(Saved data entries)
PR #193, opened 2024-03-13
Preserve overrides that are required for compilability

kelloggm:
This prevents warnings like this one, in the integration test cf-3022, when compiling Specimin's output:
```
./com/google/common/collect/AbstractMapBasedMultimap.java:114: error: AbstractMapBasedMultimap.WrappedCollection is not abstract and does not override abstract method size() in AbstractCollection
    class WrappedCollection extends AbstractCollection<V> {
    ^
```

The key problem is making sure that we preserve methods that are necessary because an abstract class/interface doesn't actually define an implementation for them.

### DIFF
--- a/src/main/java/org/checkerframework/specimin/MustImplementMethodsVisitor.java
+++ b/src/main/java/org/checkerframework/specimin/MustImplementMethodsVisitor.java
@@ -9,8 +9,10 @@ import com.github.javaparser.ast.expr.SuperExpr;
 import com.github.javaparser.ast.stmt.BlockStmt;
 import com.github.javaparser.ast.visitor.ModifierVisitor;
 import com.github.javaparser.ast.visitor.Visitable;
+import com.github.javaparser.resolution.UnsolvedSymbolException;
 import com.github.javaparser.resolution.declarations.ResolvedMethodDeclaration;
 import com.github.javaparser.resolution.declarations.ResolvedParameterDeclaration;
+import java.util.HashSet;
 import java.util.Set;
 import org.checkerframework.checker.nullness.qual.Nullable;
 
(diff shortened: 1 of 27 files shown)


kelloggm:
I am looking into the CI failures

src/main/java/org/checkerframework/specimin/MustImplementMethodsVisitor.java
```diff
@@ -0,0 +1,151 @@
...
+  @Override
+  public Visitable visit(MethodDeclaration method, Void p) {
+    ResolvedMethodDeclaration overridden = getOverriddenMethod(method);
+    // two cases: the method is a solvable override, and we can show that
+    // it is abstract (before the ||), or we can't solve the override but there
+    // is an @Override annotation. This relies on the use of @Override when
+    // implementing required methods from interfaces in the target code,
+    // but unfortunately I think it's the best that we can do here. (@Override
+    // is technically optional, but it is widely used.)
+    if (isAbstract(overridden) || (overridden == null && isOverride(method))) {
```
LoiNguyenCS, line 82: I am not sure what will happen if there are unsolved symbols in these methods. Technically, the current version of `UnsolvedSymbolVisitor` only solves symbols belonged to or used by target methods. If we preserve these methods, we could have a non-compiled output due to the unsolved symbols that they introduce.

LoiNguyenCS (approved):
Professor, I have a question about the safety of this approach.

src/main/java/org/checkerframework/specimin/MustImplementMethodsVisitor.java
kelloggm: > If we preserve these methods, we could have a non-compiled output due to the unsolved symbols that they introduce.

The only things preserved about these methods are their signatures, so the concern here is that the parameter or return types will be unsolved. I'm not sure if this can occur in practice: we'll only need to preserve a method like this when dealing with a library that 1) we cannot control, like java.util and 2) an abstract class or interface from that library is implemented by a used class. I think 1) especially is important: for most libraries, we would remove the interface if it wasn't required, or _remove the method from the interface_ if it wasn't used (because the interface would be a synthetic method under our control).

Regardless, this is an improvement on the current situation: at present, in this situation Specimin's output already doesn't compile (because the compiler complains about an unimplemented method).

kelloggm: As a follow up to my comment above, this problem does appear to be what's causing cf-6030 to fail now: `MustImplementMethodVisitor` is throwing an `UnsolvedSymbolException` when trying to get a return type. I'm going to make this more conservative, and only preserve these methods if their return type and parameter types are solvable, for now.

kelloggm:
Oof, this is still incorrect: CI is now failing because this PR made compilability worse. I'm looking into it, but may not finish it tonight.

LoiNguyenCS:
I think it happens because there are some @Override annotations for methods that we can not solve overriding. Removing all @Override annotations would be a good solution, I believe. I can make a quick PR to do that if you want me to.

kelloggm:
> I think it happens because there are some @Override annotations for methods that we can not solve overriding

I think that will just hide the problem. I fixed the specific issue with compilability in this PR (my first attempt didn't consider whether the overridden method was preserved in the super class), so I expect this PR to pass CI now.

LoiNguyenCS:
Professor, the CI is failing because of many unresolved `@Override` methods.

(REQUIRED ACTION)
The task requires an exact transcription of all the data.

(OUTPUT BELOW)
PR #193, opened 2024-03-13
Preserve overrides that are required for compilability

kelloggm:
This prevents warnings like this one, in the integration test cf-3022, when compiling Specimin's output:
```
./com/google/common/collect/AbstractMapBasedMultimap.java:114: error: AbstractMapBasedMultimap.WrappedCollection is not abstract and does not override abstract method size() in AbstractCollection
    class WrappedCollection extends AbstractCollection<V> {
    ^
```

The key problem is making sure that we preserve methods that are necessary because an abstract class/interface doesn't actually define an implementation for them.

### DIFF
--- a/src/main/java/org/checkerframework/specimin/MustImplementMethodsVisitor.java
+++ b/src/main/java/org/checkerframework/specimin/MustImplementMethodsVisitor.java
@@ -9,8 +9,10 @@ import com.github.javaparser.ast.expr.SuperExpr;
 import com.github.javaparser.ast.stmt.BlockStmt;
 import com.github.javaparser.ast.visitor.ModifierVisitor;
 import com.github.javaparser.ast.visitor.Visitable;
+import com.github.javaparser.resolution.UnsolvedSymbolException;
 import com.github.javaparser.resolution.declarations.ResolvedMethodDeclaration;
 import com.github.javaparser.resolution.declarations.ResolvedParameterDeclaration;
+import java.util.HashSet;
 import java.util.Set;
 import org.checkerframework.checker.nullness.qual.Nullable;
 
(diff shortened: 1 of 27 files shown)


kelloggm:
I am looking into the CI failures

src/main/java/org/checkerframework/specimin/MustImplementMethodsVisitor.java
```diff
@@ -0,0 +1,151 @@
...
+  @Override
+  public Visitable visit(MethodDeclaration method, Void p) {
+    ResolvedMethodDeclaration overridden = getOverriddenMethod(method);
+    // two cases: the method is a solvable override, and we can show that
+    // it is abstract (before the ||), or we can't solve the override but there
+    // is an @Override annotation. This relies on the use of @Override when
+    // implementing required methods from interfaces in the target code,
+    // but unfortunately I think it's the best that we can do here. (@Override
+    // is technically optional, but it is widely used.)
+    if (isAbstract(overridden) || (overridden == null && isOverride(method))) {
```
LoiNguyenCS, line 82: I am not sure what will happen if there are unsolved symbols in these methods. Technically, the current version of `UnsolvedSymbolVisitor` only solves symbols belonged to or used by target methods. If we preserve these methods, we could have a non-compiled output due to the unsolved symbols that they introduce.

LoiNguyenCS (approved):
Professor, I have a question about the safety of this approach.

src/main/java/org/checkerframework/specimin/MustImplementMethodsVisitor.java
kelloggm: > If we preserve these methods, we could have a non-compiled output due to the unsolved symbols that they introduce.

The only things preserved about these methods are their signatures, so the concern here is that the parameter or return types will be unsolved. I'm not sure if this can occur in practice: we'll only need to preserve a method like this when dealing with a library that 1) we cannot control, like java.util and 2) an abstract class or interface from that library is implemented by a used class. I think 1) especially is important: for most libraries, we would remove the interface if it wasn't required, or _remove the method from the interface_ if it wasn't used (because the interface would be a synthetic method under our control).

Regardless, this is an improvement on the current situation: at present, in this situation Specimin's output already doesn't compile (because the compiler complains about an unimplemented method).

kelloggm: As a follow up to my comment above, this problem does appear to be what's causing cf-6030 to fail now: `MustImplementMethodVisitor` is throwing an `UnsolvedSymbolException` when trying to get a return type. I'm going to make this more conservative, and only preserve these methods if their return type and parameter types are solvable, for now.

kelloggm:
Oof, this is still incorrect: CI is now failing because this PR made compilability worse. I'm looking into it, but may not finish it tonight.

LoiNguyenCS:
I think it happens because there are some @Override annotations for methods that we can not solve overriding. Removing all @Override annotations would be a good solution, I believe. I can make a quick PR to do that if you want me to.

kelloggm:
> I think it happens because there are some @Override annotations for methods that we can not solve overriding

I think that will just hide the problem. I fixed the specific issue with compilability in this PR (my first attempt didn't consider whether the overridden method was preserved in the super class), so I expect this PR to pass CI now.

LoiNguyenCS:
Professor, the CI is failing because of many unresolved `@Override` methods.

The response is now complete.